– Ит ты, беда! Ну раз Вам податься некуда, заходьте.
Только это сваты через порог – на белом новом платке старик подаёт паляницу Владимиру Арсеньевичу.
– Примите хлеб-соль и нас за гостей.
Владимир Арсеньевич кладёт хлеб на стол.
– Милости прошу, сидайте! Будьте гостями… Далече путь-то держите?
– А мы, каемся как на духу, гонимся за лисицей. – Олена улыбнулась Володьше и остановила на нём выразительный взгляд: ну что, видал, как живёхонько нагнала я к тебе купцов на товар твой? Вишь, кланяются тебе в самые ножки. – Так вот, наскокли мы на след. А след и стрельни к Вам. Во-ота где наша лисица, красна девица. Раскипелись у нас глазоньки подловить её.
– Бэ-бэ-бэ-э! – весело откликается Владимир Арсеньевич. – Да вы двором промахнулись. Нетушки Вашей лисички тут.
– Ой ле! Справлялись у хуторских, так все показали – просквозила наша красунья именно вот сюда.
Торг этот, в котором все роли до последнего слова ловко разложены самим народом ещё в староветхие лета, не лишенный потешности и вместе с тем первобытной, нетронутой чистоты и прелести, длится допоздняка. Пустосваты (в первый засыл на проведку они, по обычаю, должны уйти ни с чем) просят отдать Пелагию за Никиту. Хозяева вперехват находят всякие увёртки. На их слова, невеста ещё молода, как о Спасе ягня, в тело ещё не вошла, не знает даже, как держать и веник…

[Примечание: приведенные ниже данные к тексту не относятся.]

PR #10341, opened 2026-02-18
feat: Migrate Pipelines Filter from V3 -> V5

piyushsingariya:
## Pull Request

---

### 📄 Summary
This PR aims to enhance user experience with Logs Pipelines with replacing Filter Input from QB V3 to QB V5
- Migrate v3 filters to v5 filters
- Store v3 filters in separate column for safe migration
- AgentConfig is not updated when migration is done, so editing pipelines is definitely required
- Includes Parser Util for v5 expression
- This PR **doesn't change** anything about usage of `attributes` in FROM/TO fields

Closes signoz/engineering-pod#3834
Closes signoz/engineering-pod#4263

---

### ✅ Change Type
_Select all that apply_

- [x] ✨ Feature
- [ ] 🐛 Bug fix
- [x] ♻️ Refactor
- [ ] 🛠️ Infra / Tooling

При этом хлеб возвращается пустосватам. Упрямые пустосваты отдают его снова хозяевам. Так тянется Бог весть сколько, покуда наконец хлеб не вручается гостям со словами:
– Будем мы Ваши – сыщете нас. А выйдет случай – найдёте получше нас.
Чинно, обстоятельно проводил Владимир Арсеньевич гостей. Позвал в боковушку и Сашоню, и Полю.
– Ну шо, бабочки, доколе в кулак сморкатысь? Самое времечко приспело об деле напрямки решать. Шо со сватами? Сёни мы выдержали свою марку, свой форс – поклон с хохлом и спровадили с Богом. Но завтра их знову жди. С пуста отправлять и завтра или как? Шугни с пуста – треть-яка засыла не выглядай, раззнайся с женихом. Так як?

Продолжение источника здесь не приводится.